PROBLEM DESCRIPTION. Lines below containing the word "alias" should be copied out.
#### EXERCISE INPUTS
PR #1091, opened 2023-04-19
CRIU Support Documentation

Sreekala-Gopakumar:
https://github.com/eclipse-openj9/openj9-docs/issues/1053

Added content related to CRIU support

Closes #1053
Signed-off-by: Sreekala Gopakumar <sreekala.gopakumar@ibm.com>

PR #1114, opened 2023-06-21
Document new option -XX:codecachetotalMaxRAMPercentage

### LINKED ISSUE #1108: Document new option -XX:codecachetotalMaxRAMPercentage=N
https://github.com/eclipse-openj9/openj9/pull/17425

**Overview:**
The option `-XX:codecachetotalMaxRAMPercentage=N` sets a maximum limit for the total memory allocated by the JVM for code caches, limit expressed as a percentage of the available physical memory.
The value `N` needs to be a number between 1 and 100 (fractional numbers are allowed).
For example, with the option  `-XX:codecachetotalMaxRAMPercentage=30` the JVM is not allowed to use more than 30% of the available physical memory for its internal code caches.
Default: The default value for this option is 25, which means 25% of the available physical memory.

Note that this option does not indicate a prescribed total code cache value, but rather sets a maximum limit. In environments with low memory availability this option can shrink the default total code cache value (the default is set to 256 MB for 64-bit systems and 64 MB for 31/32-bit  systems), while in environments with plenty of memory it will have no effect. If you want to increase the total code cache value use the `-XX:codecachetotal=size` or the `-Xcodecachetotal=size` options.

Note that you can specify a prescribed total code cache value with  `-XX:codecachetotal=size` or  `-Xcodecachetotal=size` options. When that happens, the limit set with  `-XX:codecachetotalMaxRAMPercentage=N` is ignored.

**Release target:**
Eclipse OpenJ9 0.40.0

8 and later

All platforms 

- XX:codecachetotalMaxRAMPercentage=N
- Values are set:
	- Units for setting: %
	- Range: 1-100, can be fractional values.
	- Default value: 25
- Purpose: Set the maximum limit for the JVM's total code cache memory, limit expressed as a percentage of the physical memory available to the JVM. The intent is to prevent the JVM from using too much memory for its code cache in environments with low physical memory availability..
- Restrictions: If -XX:codecachetotal=<size> or -Xcodecachetotal<size> is specified, then -XX:codecachetotalMaxRAMPercentage=N is ignored. 
            - The specified percentage of the physical available memory is used only if the calculated total cache value is less than the default total code cache value set for the platform.

Sreekala-Gopakumar:
https://github.com/eclipse-openj9/openj9-docs/issues/1108

Created new topic for the new option and updated other related topics including the What's new in version 0.40.0 topic.

Closes #1108

### DIFF
--- a/docs/version0.40.md
+++ b/docs/version0.40.md
@@ -1,0 +1,49 @@
+<!--
+* Copyright (c) 2017, 2023 IBM Corp. and others
+*
+* This program and the accompanying materials are made
+* available under the terms of the Eclipse Public License 2.0
+* which accompanies this distribution and is available at
+* https://www.eclipse.org/legal/epl-2.0/ or the Apache
+* License, Version 2.0 which accompanies this distribution and
+* is available at https://www.apache.org/licenses/LICENSE-2.0.
+*
+* This Source Code may also be made available under the
+* following Secondary Licenses when the conditions for such
+* availability set forth in the Eclipse Public License, v. 2.0
+* are satisfied: GNU General Public License, version 2 with
+* the GNU Classpath Exception [1] and GNU General Public
+* License, version 2 with the OpenJDK Assembly Exception [2].
+*
+* [1] https://www.gnu.org/software/classpath/license.html
+* [2] https://openjdk.org/legal/assembly-exception.html
+*
+* SPDX-License-Identifier: EPL-2.0 OR Apache-2.0 OR GPL-2.0-only WITH Classpath-exception-2.0 OR GPL-2.0-only WITH OpenJDK-assembly-exception-1.0
+-->
+
+# What's new in version 0.40.0
+
+The following new features and notable changes since version 0.39.0 are included in this release:
+
+- [New binaries and changes to supported environments](#binaries-and-supported-environments)
+- [New `-XX:codecachetotalMaxRAMPercentage` option added](#new-xxcodecachetotalmaxrampercentage-option-added)
+
+## Features and changes
+
+### Binaries and supported environments
+
+Eclipse OpenJ9&trade; release 0.40.0 supports OpenJDK 8, 11, 17, and 20.
+
+To learn more about support for OpenJ9 releases, including OpenJDK levels and platform support, see [Supported environments](openj9_support.md).
+
+### New `-XX:codecachetotalMaxRAMPercentage` option added
+
+In environments with low physical memory availability, the VM might use too much memory for JIT code caches, leaving little memory for critical operations. With the `-XX:codecachetotalMaxRAMPercentage` option, you can set an upper limit for the total code cache size, where the upper limit is specified as a percentage of the physical memory the VM process is allowed to use.
+
+For more information, see [`-XX:codecachetotalMaxRAMPercentage`](xxcodecachetotalmaxrampercentage.md).
+
+## Known problems and full release information
+
+To see known problems and a complete list of changes between Eclipse OpenJ9 v0.39.0 and v0.40.0 releases, see the [Release notes](https://github.com/eclipse-openj9/openj9/blob/master/doc/release-notes/0.40/0.40.md).
+
+<!-- ==== END OF TOPIC ==== version0.40.md ==== -->
--- a/docs/xcodecachetotal.md
+++ b/docs/xcodecachetotal.md
@@ -36,7 +36,7 @@ See [Using -X command-line options](x_jvm_commands.md) for more information abou
 
 ## Explanation
 
-By default, the total size of the JIT code cache is 256 MB for a 64-bit VM and 64 MB for a 31/32-bit VM. Long-running, complex, server-type applications can fill the JIT code cache, which can cause performance problems because not all of the important methods can be JIT-compiled. Use the `-Xcodecachetotal` option to increase or decrease the maximum code cache size to a setting that suits your application. The minimum size of the code cache is restricted to 2 MB.
+By default, the total JIT code cache size is 256 MB for a 64-bit VM and 64 MB for a 31/32-bit VM or 25% of the physical memory available to the VM process, whichever is lesser. Long-running, complex, server-type applications can fill the JIT code cache, which can cause performance problems because not all of the important methods can be JIT-compiled. Use the `-Xcodecachetotal` option to increase or decrease the maximum code cache size to a setting that suits your application. The minimum size of the code cache is restricted to 2 MB.
 
 The value that you specify is rounded up to a multiple of the code cache block size, as specified by the [-Xcodecache](xcodecache.md) option. If you specify a value for the `-Xcodecachetotal` option that is smaller than the default setting, that value is ignored.
 
@@ -46,6 +46,7 @@ The maximum size limits, for both the JIT code and data caches, that are in use 
 
 ## See also
 
+- [`-XX:codecachetotalMaxRAMPercentage`](xxcodecachetotalmaxrampercentage.md)
 - [-Xjit](xjit.md)
 
 
--- a/docs/xxcodecachetotalmaxrampercentage.md
+++ b/docs/xxcodecachetotalmaxrampercentage.md
@@ -1,0 +1,61 @@
+<!--
+* Copyright (c) 2017, 2022 IBM Corp. and others
+*
+* This program and the accompanying materials are made
+* available under the terms of the Eclipse Public License 2.0
+* which accompanies this distribution and is available at
+* https://www.eclipse.org/legal/epl-2.0/ or the Apache
+* License, Version 2.0 which accompanies this distribution and
+* is available at https://www.apache.org/licenses/LICENSE-2.0.
+*
+* This Source Code may also be made available under the
+* following Secondary Licenses when the conditions for such
+* availability set forth in the Eclipse Public License, v. 2.0
+* are satisfied: GNU General Public License, version 2 with
+* the GNU Classpath Exception [1] and GNU General Public
+* License, version 2 with the OpenJDK Assembly Exception [2].
+*
+* [1] https://www.gnu.org/software/classpath/license.html
+* [2] http://openjdk.java.net/legal/assembly-exception.html
+*
+* SPDX-License-Identifier: EPL-2.0 OR Apache-2.0 OR GPL-2.0-only WITH Classpath-exception-2.0 OR GPL-2.0-only WITH OpenJDK-assembly-exception-1.0
+-->
+
+# -XX:codecachetotalMaxRAMPercentage
+
+This option sets the maximum limit for the total JIT code cache size based on the amount of physical memory available to the VM.
+
+## Syntax
+
+        -XX:codecachetotalMaxRAMPercentage=<number>
+
+| Setting                 | Value      | Default                     |
+|-------------------------|------------|:---------------------------:|
+| `<number>`    | Between 1 and 100 (fractional numbers are allowed) |  25                       |
+
+Where `<number>` is the maximum limit that is expressed as a percentage of the available physical memory.
+
+For example, if you specify `-XX:codecachetotalMaxRAMPercentage=30`, the VM is not allowed to use more than 30% of the available physical memory for the internal JIT code caches.
+
+## Explanation
+
+The default total size of the JIT code cache is computed as the minimum of the following two limits:
+
+- A platform-based limit that is expressed as an absolute memory value. This limit is set at 256 MB for 64-bit systems and at 64 MB for 31/32-bit systems.
+- A percentage of the amount of available physical memory the VM process is allowed to use. By default, the VM is not allowed to use more than 25% of the available physical memory for its code caches.
+
+In memory constrained environments, the percentage limit is relevant because the code cache size is then based on the available physical memory. The percentage limit prevents the VM from using too much memory for its code caches and thus, leaving too little memory for other VM or JIT data structures.
+
+For example, on a 64-bit system, the platform-specific code cache limit is 256 MB. If the VM is constrained to less than 1024 MB, say 512 MB, then the code cache limit becomes 128 MB (25% of 512 MB) because the percentage limit is less than the platform limit.
+
+To fine-tune the code cache size limit for your specific application as a percentage of the available physical memory, you can use the `-XX:codecachetotalMaxRAMPercentage` option.
+
+As an alternative, you can use the [`-XX:codecachetotal`](xxcodecachetotal.md) or the [`-Xcodecachetotal`](xcodecachetotal.md) options to set the code cache size limit as an absolute value (platform-based limit). The absolute value that is specified with these options takes precedence over the percentage that is specified with the `-XX:codecachetotalMaxRAMPercentage` option.
+
+:fontawesome-solid-triangle-exclamation:{: .warn aria-hidden="true"} **Restrictions:**
+
+- If the `-XX:codecachetotal` or `-Xcodecachetotal` option is specified, then the `-XX:codecachetotalMaxRAMPercentage` option is ignored.
+- The percentage of the available physical memory that is specified in the `-XX:codecachetotalMaxRAMPercentage` option is used only if the total cache value thus calculated is less than the default total code cache value set for the platform (minimum of the two limits).
+
+
+<!-- ==== END OF TOPIC ==== xxcodecachetotalmaxrampercentage.md ==== -->
--- a/docs/xxcodecachetotal.md
+++ b/docs/xxcodecachetotal.md
@@ -31,6 +31,8 @@ This option is an alias for the [`-Xcodecachetotal`](xcodecachetotal.md) option.
 
 : See [Using -X command-line options](x_jvm_commands.md) for more information about specifying the `<size>` parameter.
 
+## See also
 
+- [`-XX:codecachetotalMaxRAMPercentage`](xxcodecachetotalmaxrampercentage.md)
 
 <!-- ==== END OF TOPIC ==== xxcodecachetotal.md ==== -->
--- a/mkdocs.yml
+++ b/mkdocs.yml
@@ -101,6 +101,7 @@ nav:
 
     - "Release notes" :
         - "Overview"                                                             : openj9_releases.md
+        - "Version 0.40.0"                                                       : version0.40.md
         - "Version 0.39.0"                                                       : version0.39.md
         - "Version 0.38.0"                                                       : version0.38.md
         - "Version 0.37.0"                                                       : version0.37.md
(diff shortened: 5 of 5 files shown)


Sreekala-Gopakumar:
Jenkins doc stage

Sreekala-Gopakumar:
@SajinaKandy, @mpirvu - Could you please let me know if the updated content is ok. If the update is approved, this can be merged. Thanks!

SajinaKandy:
@Sreekala-Gopakumar Thanks for the doc update. It looks good to me.

Sreekala-Gopakumar:
@mpirvu - If there are no further review comments, could you please approve and merge the changes. Thanks!

docs/xxcodecachetotalmaxrampercentage.md
```diff
@@ -0,0 +1,52 @@
...
+|-------------------------|------------|:---------------------------:|
+| `<number>`    | Between 1 and 100 (fractional numbers are allowed) |  25                       |
+
+Where `<number>` is the maximum limit expressed as a percentage of the available physical memory.
+
+For example, if you specify `-XX:codecachetotalMaxRAMPercentage=30`, the VM is not allowed to use more than 30% of the available physical memory for the internal code caches.
+
+## Explanation
+
+In environments with low physical memory availability, the VM might use too much memory for code caches, leaving little memory for the VM or JIT data structures. With the `-XX:codecachetotalMaxRAMPercentage` option, you can reduce the default total code cache value (the default is set to 256 MB for 64-bit systems and 64 MB for 31 or 32-bit systems). In environments with plenty of memory, the `-XX:codecachetotalMaxRAMPercentage` setting is ignored.
```
mpirvu, line 42: How about this:

By default, the total size of the JIT code cache is 256 MB for a 64-bit VM and 64 MB for a 31/32-bit VM.
Despite this limit, in environments with low physical memory availability, the VM might use too much memory for code caches, leaving little memory for the VM or JIT data structures. With the `-XX:codecachetotalMaxRAMPercentage` option, you can reduce (but not increase) the default total size of the JIT code cache. 
If you want to increase the total code cache size, you can use the [`-XX:codecachetotal`](xxcodecachetotal.md) or the [`-Xcodecachetotal`](xcodecachetotal.md) options.

docs/version0.40.md
```diff
@@ -0,0 +1,49 @@
...
+
+### Binaries and supported environments
+
+Eclipse OpenJ9&trade; release 0.40.0 supports OpenJDK 8, 11, 17, and 20.
+
+To learn more about support for OpenJ9 releases, including OpenJDK levels and platform support, see [Supported environments](openj9_support.md).
+
+### New `-XX:codecachetotalMaxRAMPercentage` option added
+
+In environments with low physical memory availability, the VM might use too much memory for code caches, leaving little memory for critical operations. With the `-XX:codecachetotalMaxRAMPercentage` option, you can set a maximum limit for the total memory that the VM allocates for code caches.
```
mpirvu, line 41: Ho about this:

In environments with low physical memory availability, the VM might use too much memory for JIT code caches, leaving little memory for critical operations. With the `-XX:codecachetotalMaxRAMPercentage` option, you can set an upper bound for the total code cache size, upper bound specified as a percentage of the physical memory the VM process is allowed to use.

mpirvu:
I am having second thoughts: Overall, I am not sure that an user is able to tell the total size of the code cache from the description we have for `-XX:codecachetotalMaxRAMPercentage` and `-XX:codecachetotal`.
Note that there is a change in behavior when running in memory constrained environments: the total size of the JIT code cache is computed as the minimum of two limits:
1. The "default" limit on the platform, which is 256 MB on 64-bit systems and 64 MB on 31/32 bit systems
2. 25% of the amount of physical memory the JVM process is allowed to use

Sreekala-Gopakumar:
> I am having second thoughts: Overall, I am not sure that an user is able to tell the total size of the code cache from the description we have for `-XX:codecachetotalMaxRAMPercentage` and `-XX:codecachetotal`. Note that there is a change in behavior when running in memory constrained environments: the total size of the JIT code cache is computed as the minimum of two limits:
> 
> 1. The "default" limit on the platform, which is 256 MB on 64-bit systems and 64 MB on 31/32 bit systems
> 2. 25% of the amount of physical memory the JVM process is allowed to use

Don't we need a third point related to the percentage specified in the `-XX:codecachetotalMaxRAMPercentage` option? Minimum of the three limits?

Sreekala-Gopakumar:
> > Don't we need a third point related to the percentage specified in the -XX:codecachetotalMaxRAMPercentage option? Minimum of the three limits?
> 
> No, because the 25% from the second point above comes from the default value of `-XX:codecachetotalMaxRAMPercentage`. This new option was introduced to be able to change that 25%. Your question is a signal that the documentation, as it stands, is not clear to a person not familiar with the implementation.

@mpirvu - But what if we specify `-XX:codecachetotalMaxRAMPercentage=30`? Won't the total size of the JIT code cache be computed as 30% of the amount of physical memory i.e. it will ignore both the "default" limit on the platform as well as the default value of `-XX:codecachetotalMaxRAMPercentage`?

Sreekala-Gopakumar:
> > But what if we specify -XX:codecachetotalMaxRAMPercentage=30? Won't the total size of the JIT code cache be computed as 30% of the amount of physical memory i.e. it will ignore both the "default" limit on the platform as well as the default value of -XX:codecachetotalMaxRAMPercentage?
> 
> You are absolutely right. There are two code cache limits one expressed as an absolute memory value and the other one expressed as a percentage of physical memory. The JVM uses the minimum of these 2 limits. There are also options to control the two limits mentioned above: -XX:codecachetotal for the first limit and -XX:codecachetotalMaxRAMPercentage for the second limit

@mpirvu - Again a doubt. Following is mentioned in the issue

> Note that you can specify a prescribed total code cache value with  -XX:codecachetotal=size or  -Xcodecachetotal=size options. When that happens, the limit set with  -XX:codecachetotalMaxRAMPercentage=N is ignored.

So, if absolute memory value is changed by `-XX:codecachetotal` then won't the -XX:codecachetotalMaxRAMPercentage=N be ignored? The VM won't check the minimum of those 2 limits then; it will consider only the `-XX:codecachetotal` value, right?

mpirvu:
> So, if absolute memory value is changed by -XX:codecachetotal then won't the -XX:codecachetotalMaxRAMPercentage=N be ignored?

Yes, it will be ignored. We wanted to avoid confusion by specifying limits with 2 different options. `-XX:codecachetotal` is the older and more established option for controlling the size of the code caches and this one take precedence. It the user wants to use a particular value for code cache size (with -XX:codecachetotal ), it's annoying to force him/her to add the other option as well (-XX:codecachetotalMaxRAMPercentage=N). 

Here's some text that hopefully is clearer, though I am sure it can be improved upon:

The default total size of the JIT code cache is computed as the minimum of two limits:
1. A platform based limit expressed as an absolute memory value. This limit is set at 256 MB for 64-bit systems  and at 64-MB for 31/32-bit systems
2. A percentage of the amount of physical memory the JVM process is allowed to use. By default, the JVM is not allowed to use more than 25% of physical memory for its code caches

Both limits mentioned above can be changed through command line options:
- To change the limit expressed as an absolute value, use the  `-XX:codecachetotal` option (or its alias `-Xcodecachetotal`)
- To change the limit expressed as a percentage of the physical memory, use the `-XX:codecachetotalMaxRAMPercentage` option.

If both options are specified on the command line, only the  `-XX:codecachetotal` will take effect and `-XX:codecachetotalMaxRAMPercentage` will be ignored.

Sreekala-Gopakumar:
@mpirvu - A couple of questions more:

1. In the following sentence, what does the "the calculated total cache value" refer to? The default percentage of the available physical memory i.e. 25% of the available physical memory that the JVM process is allowed to use?
> The percentage of the physical available memory that is specified in the `-XX:codecachetotalMaxRAMPercentage` option is used only if the calculated total cache value is less than the default total code cache value set for the platform.

Also, is the "default total code cache value set for the platform" referring to the minimum of the two limits or the "default" limit on the platform, which is 256 MB on 64-bit systems and 64 MB on 31/32 bit systems?

2. In the scenario, where the VM is running in memory constrained environments, the chances are that the 25% of the amount of physical memory is less than the platform defaults and therefore will be used to compute the total size of the JIT code cache, right? And if this 25% is still too much, is that when we use the `-XX:codecachetotalMaxRAMPercentage` option to reduce the total size of the JIT code cache further?

So does that mean that we will always specify a percentage that is less than 25%? Is there any scenario where we might specify a percentage more than 25%, even 90%? If not then why is the range set as 1%-100%? I am trying to reconcile the concept of the minimum of the 2 limits and the use of the `-XX:codecachetotalMaxRAMPercentage` option.

> Note that there is a change in behavior when running in memory constrained environments: the total size of the JIT code cache is computed as the minimum of two limits:

- The "default" limit on the platform, which is 256 MB on 64-bit systems and 64 MB on 31/32 bit systems
- 25% of the amount of physical memory the JVM process is allowed to use

mpirvu:
> what does the "the calculated total cache value" refer to?

Based on the value of `-XX:codecachetotalMaxRAMPercentage` and on the amount of physical memory, the JVM calculates a value for the total size of the code cache. If this value is greater than the 256 MB (or 64 MB on 32-bit) platform limit, then the previously calculated value is ignored. This is because the JVM takes the minimum of the two limits.

> is "default total code cache value set for the platform" referring to the minimum of the two limits or the "default" limit on the platform

It refers to the "default" limit which is 256/64 MB.

> In the scenario, where the VM is running in memory constrained environments, the chances are that the 25% of the amount of physical memory is less than the platform defaults and therefore will be used to compute the total size of the JIT code cache, right? And if this 25% is still too much, is that when we use the -XX:codecachetotalMaxRAMPercentage option to reduce the total size of the JIT code cache further?

Considering a 64-bit platform as an example, the platform specific code cache limit is 256 MB. If the JVM is constrained to less than 1024 MB, then 25% of physical memory is less than 256 MB, so the percentual limit will apply and the 256 MB limit will be ignored (again we take the minimum of the two). If the user finds that 25% is too much or too little, he can tweak that percentage value to something appropriate for his system.

> Is there any scenario where we might specify a percentage more than 25%, even 90%?

The idea behind the 25% value was that the Java heap is allowed to use 50% of the memory and we need at least 25% of the memory for other VM/GC/JIT data structures. This is dependent on the application. If the application uses little Java heap but compiles many methods and needs a larger code cache, then the user might want to use a percentage value larger than 25%. Is 90% a likely value? Probably not, but if the user decides to increase that value, probably he knows what he is doing, so why restrict him needlessly.

mpirvu:
> I am trying to reconcile the concept of the minimum of the 2 limits and the use of the -XX:codecachetotalMaxRAMPercentage option.

Starting with release 0.40.0 the 25% percentage limit is going to be in effect. For small containers (smaller than 1024 MB) this is the limit that dictates the total size of the code cache. If the code cache size computed based on the 25% limit is not appropriate for the application that is running, then the user may need to change it. This is where `-XX:codecachetotalMaxRAMPercentage` comes into picture. Yes, it's possible for the user to use the old option as well (-XX:codecachetotal), but this is not as flexible as `-XX:codecachetotalMaxRAMPercentage`. If the user decides to slightly adjust the memory for a container, the code cache size can scale up/down proportionally

Sreekala-Gopakumar:
Thanks a lot for the clarification!

docs/xxcodecachetotalmaxrampercentage.md
Sreekala-Gopakumar: > How about this:
> 
> By default, the total size of the JIT code cache is 256 MB for a 64-bit VM and 64 MB for a 31/32-bit VM. Despite this limit, in environments with low physical memory availability, the VM might use too much memory for code caches, leaving little memory for the VM or JIT data structures. With the `-XX:codecachetotalMaxRAMPercentage` option, you can reduce (but not increase) the default total size of the JIT code cache. If you want to increase the total code cache size, you can use the [`-XX:codecachetotal`](xxcodecachetotal.md) or the [`-Xcodecachetotal`](xcodecachetotal.md) options.

@mpirvu - One last question - :) In this you have said that "With the `-XX:codecachetotalMaxRAMPercentage` option, you can reduce (**but not increase**) the default total size of the JIT code cache." But in this  https://github.com/eclipse-openj9/openj9-docs/pull/1114#issuecomment-1609990807, you have mentioned that "If the user finds that 25% is too much or too little, he can tweak that percentage value to something appropriate for his system." and that "If the application uses little Java heap but compiles many methods and needs a larger code cache, then the user might want to use a percentage value larger than 25%." So doesn't that mean that we can actually increase the default total size of the JIT code cache.?

Sreekala-Gopakumar:
Jenkins doc stage

Sreekala-Gopakumar:
@mpirvu - I have updated the topics. Please check and confirm. Thanks!

Sreekala-Gopakumar:
Jenkins doc stage

Sreekala-Gopakumar:
@mpirvu - I have updated the topics. Please check and confirm. Thanks!

docs/xxcodecachetotalmaxrampercentage.md
```diff
@@ -0,0 +1,59 @@
...
+- A percentage of the amount of available physical memory the VM process is allowed to use. By default, the VM is not allowed to use more than 25% of the available physical memory for its code caches.
+
+For example, in a 64-bit platform, the platform specific code cache limit is 256 MB. If the VM is constrained to less than 1024 MB (say 900 MB), then 25% of physical memory is less than 256 MB (the platform-based limit). Therefore, the default total size is calculated as a percentage of the amount of available physical memory (225 - minimum of the two limits).
+
+In environments with low physical memory availability, the VM might use too much of the available memory for code caches, leaving little memory for the VM or JIT data structures. With the `-XX:codecachetotalMaxRAMPercentage` option, you can reduce the default total size of the JIT code cache.
+
+If you want to increase the total code cache size as an absolute value (platform-based limit), you can use the [`-XX:codecachetotal`](xxcodecachetotal.md) or the [`-Xcodecachetotal`](xcodecachetotal.md) options.
```
mpirvu, line 51: Another suggestion for rephrasing:

The default total size of the JIT code cache is computed as the minimum of the following two limits:

- A platform-based limit that is expressed as an absolute memory value. This limit is set at 256 MB for 64-bit systems and at 64 MB for 31/32-bit systems.
- A percentage of the amount of available physical memory the JVM process is allowed to use. By default, the JVM is not allowed to use more than 25% of the available physical memory for its code caches.

This second limit is relevant in memory constrained environments, as it prevents the JVM from using too much memory for its code caches, leaving too little memory for other VM/JIT data structures.

For example, on a 64-bit system, the platform specific code cache limit is 256 MB. If the JVM is constrained to less than 1024 MB, say 512 MB, then the code cache limit in effect becomes 128 MB (25% of 512 MB), because 128 MB is less than 256 MB (the platform-based limit).

To fine-tune the code cache size limit for your specific application use the `-XX:codecachetotalMaxRAMPercentage` option.
As an alternative, use the [`-XX:codecachetotal`](xxcodecachetotal.md) or the [`-Xcodecachetotal`](xcodecachetotal.md) options to set the code cache size limit as an absolute value (platform-based limit). Note that the absolute value specified by these options takes precedence over the percentage specified by the `-XX:codecachetotalMaxRAMPercentage` option.

docs/xcodecachetotal.md
```diff
@@ -46,6 +46,7 @@ The maximum size limits, for both the JIT code and data caches, that are in use
 
 ## See also
 
+- [`-XX:codecachetotalMaxRAMPercentage`](xxcodecachetotalmaxrampercentage.md)
```
mpirvu, line 49: Above we have to mention about the percentage option as well:

The default size is 256 MB for a 64-bit VM and 64 MB for a 31/32-bit VM, but no more than 25% of the physical memory available to the VM process,

docs/xxcodecachetotalmaxrampercentage.md
```diff
@@ -0,0 +1,59 @@
...
+
+        -XX:codecachetotalMaxRAMPercentage=<number>
+
+| Setting                 | Value      | Default                     |
+|-------------------------|------------|:---------------------------:|
+| `<number>`    | Between 1 and 100 (fractional numbers are allowed) |  25                       |
+
+Where `<number>` is the maximum limit that is expressed as a percentage of the available physical memory.
+
+For example, if you specify `-XX:codecachetotalMaxRAMPercentage=30`, the VM is not allowed to use more than 30% of the available physical memory for the internal JIT code caches.
```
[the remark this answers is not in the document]
Sreekala-Gopakumar: @mpirvu - Please refer to https://github.com/eclipse-openj9/openj9-docs/pull/1091#discussion_r1178822242 regarding why we use VM instead of JVM.

Sreekala-Gopakumar:
Jenkins doc stage

Sreekala-Gopakumar:
@mpirvu - I have incorporated the review feedback. Please check and confirm. Thanks!

Sreekala-Gopakumar:
@mpirvu - I have incorporated the review feedback. Please check and confirm. Thanks!

Sreekala-Gopakumar:
> @mpirvu - I have incorporated the review feedback. Please check and confirm. Thanks!

If there are no other feedback, could you please approve and merge. Thanks!

docs/xcodecachetotal.md
```diff
@@ -36,7 +36,7 @@ See [Using -X command-line options](x_jvm_commands.md) for more information abou
 
 ## Explanation
 
-By default, the total size of the JIT code cache is 256 MB for a 64-bit VM and 64 MB for a 31/32-bit VM. Long-running, complex, server-type applications can fill the JIT code cache, which can cause performance problems because not all of the important methods can be JIT-compiled. Use the `-Xcodecachetotal` option to increase or decrease the maximum code cache size to a setting that suits your application. The minimum size of the code cache is restricted to 2 MB.
+By default, the total JIT code cache size is 256 MB for a 64-bit VM and 64 MB for a 31/32-bit VM or 25% of the physical meomory available to the VM process, whichever is lesser. Long-running, complex, server-type applications can fill the JIT code cache, which can cause performance problems because not all of the important methods can be JIT-compiled. Use the `-Xcodecachetotal` option to increase or decrease the maximum code cache size to a setting that suits your application. The minimum size of the code cache is restricted to 2 MB.
```
mpirvu, line 39: Typo: meomey --> memory

Sreekala-Gopakumar:
Jenkins doc stage

Sreekala-Gopakumar:
@mpirvu - Done

mpirvu:
@Sreekala-Gopakumar Do you want me to merge the PR?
########
ANSWER FOR THE TASK.
@@ -31,6 +31,8 @@ This option is an alias for the [`-Xcodecachetotal`](xcodecachetotal.md) option.
- To change the limit expressed as an absolute value, use the  `-XX:codecachetotal` option (or its alias `-Xcodecachetotal`)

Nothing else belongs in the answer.